Background: Large Language Models (LLMs) have garnered increasing attention in neurosurgery and possess significant potential to improve the field. However, the breadth and performance of LLMs across diverse neurosurgical tasks have not been systematically examined, and LLMs come with their own challenges and unique terminology. We seek to identify key models, establish reporting guidelines for replicability, and highlight progress in key application areas of LLM use in the neurosurgical literature.
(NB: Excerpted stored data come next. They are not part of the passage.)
PR #2783, opened 2026-06-13
fix(signals): surface sync rejection from thenables (closes #2764)

### LINKED ISSUE #2764: 2.0.0-beta.14: Synchronously rejecting thenable keeps Loading pending and loses the error
### Describe the bug

In Solid 2.0.0-beta.14, a memo that returns a Promise-like thenable can get stuck in the pending path if the thenable calls its rejection handler synchronously during `.then(...)`.

The same boundary setup handles normal async rejections, but the synchronous rejection never reaches `<Errored>`. The UI stays on the `<Loading>` fallback forever and the original error is lost.

https://stackblitz.com/edit/solidjs-templates-t7nncvm9?file=src%2FApp.tsx

1. Open the StackBlitz reproduction
2. Observe that the app renders `loading...` and never changes to the error fallback.

### Expected behavior

The synchronous rejection should be handled the same way as an asynchronous rejection from a Promise or thenable.

The pending state should settle, and `<Errored>` should render the error fallback, for example:

```text
error: Error: sync-reject
```

### Screenshots or Videos

_No response_

### Platform

- OS: macOS
- Browser: Chrome
- Version: 2.0.0-beta.14

### Additional context

This appears to come from the thenable branch in `packages/solid-signals/src/core/async.ts`. The rejection callback only handled errors after the `.then(...)` call had returned, so a synchronously rejecting thenable could throw the pending `NotReadyError` path without recording or propagating the actual rejection.

The practical shape is a library/cache thenable that already knows it failed and calls `reject(...)` during the synchronous `.then(...)` call.

tsushanth:
Closes #2764.

When a thenable invokes its rejection handler synchronously during `.then(...)`, the error was being silently dropped. The handler's `if (!isSync) handleError(e)` branch skipped the call during the sync window, and the subsequent `if (!resolved)` branch unconditionally threw `NotReadyError` — so the boundary observed pending forever and never reached `Errored`.

The fix mirrors the success handler's sync/async split for rejections: capture the error inside the sync window, then after `.then` returns, surface it through `handleError` and rethrow so the calling computation propagates it to the nearest error boundary.

## Test

Added a regression test in `tests/syncThenable.test.ts` that wraps a synchronously-rejecting thenable in a `createMemo` under `createErrorBoundary` and asserts the boundary receives the error.

Without the fix: test times out / boundary stays pending.
With the fix: boundary catches the error.

### DIFF
--- a/packages/solid-signals/src/core/async.ts
+++ b/packages/solid-signals/src/core/async.ts
@@ -233,6 +233,8 @@ export function handleAsync<T>(
 
   if (isThenable) {
     let resolved = false,
+      rejected = false,
+      syncError: any,
       isSync = true;
     (result as PromiseLike<T>).then(
       v => {
@@ -242,11 +244,21 @@ export function handleAsync<T>(
         } else asyncWrite(v);
       },
       e => {
-        if (!isSync) handleError(e);
+        if (isSync) {
+          // Library/cache thenables can invoke the rejection handler
+          // synchronously during `.then(…)`. Capturing the error here and
+          // surfacing it after `.then` returns is what lets `<Errored>` see
+          // it instead of being stuck on the pending path forever (#2764).
+          syncError = e;
+          rejected = true;
+        } else handleError(e);
       }
     );
     isSync = false;
-    if (!resolved) {
+    if (rejected) {
+      handleError(syncError);
+      throw syncError;
+    } else if (!resolved) {
       globalQueue.initTransition(resolveTransition(el as any));
       throw new NotReadyError(context!);
     }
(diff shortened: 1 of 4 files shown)


ryansolid:
Thanks for this — the sync-rejection diagnosis is exactly right. A thenable that rejects synchronously during `.then()` was having its error dropped (the reject handler only acted in the async case), so the node stayed pending and `<Errored>` never fired. We've landed an equivalent fix on `next`: the thenable branch now captures a synchronous rejection alongside the sync-resolve path and settles it, with a regression test.

One thing we can't take from this PR is the bundled `onSettled` change. We resolved #2766 with a different contract — returning a cleanup from an `onSettled` that runs in an unowned scope is a dev-mode error (dropped in production), rather than deferring the cleanup to the surrounding owner's disposal — so the two approaches conflict. Since the thenable fix is already in, I'll close this; the credit for the #2764 diagnosis is yours.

Methods: We searched PubMed and Google Scholar using terms related to LLMs and neurosurgery ("large language model" OR "LLM" OR "ChatGPT" OR "GPT-3" OR "GPT3" OR "GPT-3.5" OR "GPT3.5" OR "GPT-4" OR "GPT4" OR "LLAMA" OR "MISTRAL" OR "BARD") AND "neurosurgery". The final set of articles was reviewed for publication year, application area, specific LLM(s) used, control/comparison groups used to evaluate LLM performance, whether the article reported specific LLM prompts, prompting strategy types used, whether the LLM query could be reproduced in its entirety (including both the prompt used and any adjoining data), measures of hallucination, and reported performance measures.

Results: Fifty-one articles met inclusion criteria, and were categorized into six application areas, with the most common being Generation of Text for Direct Clinical Use (n = 14, 27.5%), Answering Standardized Exam Questions (n = 12, 23.5%), and Clinical Judgement and Decision-Making Support (n = 11, 21.6%). The most frequently used LLMs were GPT-3.5 (n = 30, 58.8%), GPT-4 (n = 20, 39.2%), Bard (n = 9, 17.6%), and Bing (n = 6, 11.8%). Most studies (n = 43, 84.3%) used LLMs directly out-of-the-box, while 8 studies (15.7%) conducted advanced pre-training or fine-tuning.
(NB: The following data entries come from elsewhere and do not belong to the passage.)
PR #2785, opened 2026-06-13
fix(signals): await non-Promise thenables yielded from action (closes #2765)

### LINKED ISSUE #2765: 2.0.0-beta.14: `action()` resumes with raw Promise-like thenable instead of awaiting it
### Describe the bug

In Solid 2.0.0-beta.14, `action()` only awaits yielded native `Promise` instances. If an action generator yields a valid Promise-like thenable that is not `instanceof Promise`, the generator resumes immediately with the raw thenable object instead of waiting for its settled value.

This affects valid promise-like values that work with await but are not instance of Promise.

https://stackblitz.com/edit/solidjs-templates-mqmnn6u9?file=src%2FApp.tsx

1. Open the StackBlitz repro.
2. Click `run action`.
3. Observe the rendered result.
4. See `got: [object Object]`

### Expected behavior

`action()` should treat yielded Promise-like thenables the same way `await` does: wait for the thenable to settle, then resume the generator with the fulfilled value.

The page should render:

```text
got: 42
```

### Screenshots or Videos

_No response_

### Platform

- OS: macOS
- Browser: Chrome
- Version: 2.0.0-beta.14

### Additional context

The issue appears to come from `packages/solid-signals/src/core/action.ts`, where yielded values were checked with `instanceof Promise`. That misses valid Promise-like values whose shape is `{ then(...) { ... } }`.

The check should be based on thenability, for example whether the value is non-null and has a callable `then` property.

tsushanth:
Closes #2765.

\`action.ts\` was checking yielded values with \`instanceof Promise\`. That skips anything whose \`then\` is a method but whose prototype isn't \`Promise.prototype\` — userland thenables, cache library handles (the \`syncThenable\` shape used elsewhere in this same package), and engines that pass cross-realm promises across worker boundaries. Every such yield landed in the synchronous \`run(r)\` branch, so the generator resumed immediately with the raw thenable object — \`got: [object Object]\` in the StackBlitz repro.

The fix replaces both \`instanceof Promise\` checks with a small \`isThenable\` predicate (\`value != null && (object|function) && typeof value.then === "function"\`), the same shape \`await\` itself uses, and casts the awaited path to \`PromiseLike<...>\`. Native Promises still satisfy the predicate, so the existing test cases for \`yield Promise.resolve(42)\` etc. keep their behavior — the change only widens what counts as awaitable.

## Test

Added \`should await a non-Promise thenable and resume with its fulfilled value (#2765)\` in \`packages/solid-signals/tests/action.test.ts\`:

- yields \`{ then(onFulfilled) { queueMicrotask(() => onFulfilled(42)); } }\`
- asserts the generator does NOT resume synchronously with the raw object (pre-fix bug)
- asserts the resumed value is \`42\` after the microtask drains

Without the patch the new test fails at \`expect(receivedValue).toBe(42)\` (receives the thenable object); with the patch it passes. The full \`pnpm --filter @solidjs/signals test tests/action.test.ts\` suite (57 tests) stays green.

### DIFF
--- a/packages/solid-signals/src/core/action.ts
+++ b/packages/solid-signals/src/core/action.ts
@@ -15,6 +15,14 @@ function restoreTransition<T>(transition: Transition, fn: () => T): T {
   return result;
 }
 
+function isThenable(value: unknown): value is PromiseLike<unknown> {
+  return (
+    value != null &&
+    (typeof value === "object" || typeof value === "function") &&
+    typeof (value as { then?: unknown }).then === "function"
+  );
+}
+
 /**
  * Wraps a generator function so each invocation runs as a single transaction
  * (a "transition") that batches every signal/store write between yields. The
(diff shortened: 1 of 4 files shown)


ryansolid:
Good catch — `action()` only awaited native `Promise` instances, so a yielded thenable that wasn't `instanceof Promise` resumed the generator with the raw object instead of its settled value. We've landed an equivalent fix on `next`: yield handling now uses a thenability check (`typeof value.then === "function"`) at both sites, matching how `await` treats thenables, with a regression test.

The `map.ts`/repeat change bundled here is already on `next` (the `_offset` reset from the earlier repeat fix), so there's nothing to take there. Closing since the action fix is in — thanks for the thenable fix.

Conclusions: Large language models show advanced capabilities in complex tasks and hold potential to transform neurosurgery. However, research typically addresses basic applications and overlooks enhancing LLM performance, facing reproducibility issues. Standardizing detailed reporting, considering LLM stochasticity, and using advanced methods beyond basic validation are essential for progress.